§ **What is required**
An exact, line-by-line copy is needed, beginning at the line with "--- a/src/cocotb/regression.py" and ending at the last line of the listing below.

§ **Data for this exercise**
PR #4926, opened 2025-08-29
Make `cocotb.ANSI` module an enum

ktbarrett:
Per https://github.com/cocotb/cocotb/pull/4900#discussion_r2309261697.

### DIFF
--- a/src/cocotb/regression.py
+++ b/src/cocotb/regression.py
@@ -261,7 +261,7 @@ class RegressionManager:
         Must be called before all modules containing tests are imported.
         """
         try:
-            import pytest
+            import pytest  # noqa: PLC0415
         except ImportError:
             _logger.info(
                 "pytest not found, install it to enable better AssertionError messages"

§ **Exercise result**
--- a/src/cocotb/regression.py
+++ b/src/cocotb/regression.py
@@ -261,7 +261,7 @@ class RegressionManager:
         Must be called before all modules containing tests are imported.
         """
         try:
-            import pytest
+            import pytest  # noqa: PLC0415
         except ImportError:
             _logger.info(
                 "pytest not found, install it to enable better AssertionError messages"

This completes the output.